PR #104, opened 2018-07-01
Allow Calling Slice on SeekableStreamReaders

Brett208:
I had to wrap the returned stream slice in a unique_ptr.

I'm a bit split about the addition here. What do others think?

MemoryStreamReader's Slice function is untested, so worth taking a closer look.

Thanks,
Brett

### DIFF
--- a/Archives/ClmFile.cpp
+++ b/Archives/ClmFile.cpp
@@ -1,4 +1,5 @@
 #include "ClmFile.h"
+#include "../Streams/FileSliceReader.h"
 #include "../XFile.h"
 #include <stdexcept>
 #include <algorithm>
@@ -80,11 +81,11 @@ namespace Archives
 
 			waveFileWriter.Write(header);
 
-			std::unique_ptr<SeekableStreamReader> reader = clmFileReader.Slice(
+			FileSliceReader reader = clmFileReader.Slice(
 				indexEntries[fileIndex].dataOffset, 
 				indexEntries[fileIndex].dataLength);
 
-			ArchiveUnpacker::WriteFromStream(waveFileWriter, *reader, reader->Length());
+			ArchiveUnpacker::WriteFromStream(waveFileWriter, reader, reader.Length());
 		}
 		catch (const std::exception& e)
 		{
--- a/Archives/ClmFile.cpp
+++ b/Archives/ClmFile.cpp
@@ -80,10 +80,11 @@ namespace Archives
 
 			waveFileWriter.Write(header);
 
-			// Seek to the beginning of the file data (in the .clm file)
-			clmFileReader.Seek(indexEntries[fileIndex].dataOffset);
+			std::unique_ptr<SeekableStreamReader> reader = clmFileReader.Slice(
+				indexEntries[fileIndex].dataOffset, 
+				indexEntries[fileIndex].dataLength);
 
-			ArchiveUnpacker::WriteFromStream(waveFileWriter, clmFileReader, indexEntries[fileIndex].dataLength);
+			ArchiveUnpacker::WriteFromStream(waveFileWriter, *reader, reader->Length());
 		}
 		catch (const std::exception& e)
 		{
--- a/Archives/VolFile.cpp
+++ b/Archives/VolFile.cpp
@@ -1,4 +1,5 @@
 #include "VolFile.h"
+#include "../Streams/FileSliceReader.h"
 #include "../XFile.h"
 #include <stdexcept>
 #include <algorithm>
@@ -86,7 +87,7 @@ namespace Archives
 	{
 		SectionHeader sectionHeader = GetSectionHeader(fileIndex);
 
-		return archiveFileReader.Slice(archiveFileReader.Position(), static_cast<uint64_t>(sectionHeader.length));
+		return std::make_unique<FileSliceReader>(archiveFileReader.Slice(archiveFileReader.Position(), static_cast<uint64_t>(sectionHeader.length)));
 	}
 
 	VolFile::SectionHeader VolFile::GetSectionHeader(int index)
@@ -132,9 +133,9 @@ namespace Archives
 			// Calling GetSectionHeader moves the streamReader's position to just past the SectionHeader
• • •
◆ Exercise description: Among the records above, which lines hold the word "VolFile"? Copy each one.

◆ Result for this exercise:
--- a/Archives/VolFile.cpp
+++ b/Archives/VolFile.cpp
 #include "VolFile.h"
 	VolFile::SectionHeader VolFile::GetSectionHeader(int index)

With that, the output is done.